Market structure: The rally in live and feeder cattle (Dec live at $224.05, Jan feeder at $338.60) benefits cow-calf producers and short-dated futures longs who can sell into stronger bids, while U.S. packers and foodservice operators face margin compression because boxed beef fell (Choice $362.68, Select $349.48) even as live prices rise. Brazilian export growth (+~90,000 MT Nov YoY to 318,493 MT) increases supply pressure globally and limits U.S. pricing power, implying continued volatility in basis between boxed beef and live cattle. Risk assessment: Immediate risk (days) centers on option expiries and weekly USDA slaughter/boxed-beef prints that can swing basis ±$5–$10 quickly; short-term (weeks) risks include an export surge from Brazil or holiday slaughter variance that could knock futures 3–7%; long-term (quarters) risks are herd rebuilding, feed/corn costs and animal disease outbreaks that could produce >20% price moves. Hidden dependencies include corn price shocks, BRL/USD FX moves that affect Brazilian competitiveness, and packer hedging programs that mute equity moves.
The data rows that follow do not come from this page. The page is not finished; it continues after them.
Issue #1076, opened 2024-09-11
Support metadata field for Defender deployments


ericglau:
Defender recently added support for a metadata field for deployments, as documented in https://docs.openzeppelin.com/defender/module/deploy#metadata

We should add this field as an option in the Hardhat and Foundry Upgrades plugins.

ericglau:
Completed in the above PRs

PR #1079, opened 2024-09-13
Defender: Add `metadata` option

ericglau:
Adds `metadata` option for Defender deployments in Hardhat Upgrades.

Part of #1076


MCarlomagno (approved):
LGTM, thanks!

Trade implications: Favor directional exposure to futures and relative-value hedges rather than outright equity longs. Use calendar/call-spread structures on Feb/Mar live-feeder futures to capture continuation while limiting tail loss; implement short exposure to U.S. packers (TSN, PPC) to express margin squeeze while hedging with long feeder/live futures. Set automated triggers on USDA boxed-beef prints and Brazilian export releases to reweight positions. Contrarian angles: Consensus overlooks that Brazilian export strength may be transitory—if monthly exports revert or U.S. slaughter dips 2–4% vs prior year, live cattle can gap higher 5–10%, punishing packer shorts. Conversely, packer equities often rally on buybacks/hedging even as margins compress, so short-duration equity shorts with tight stops are preferred to multi-month naked shorts.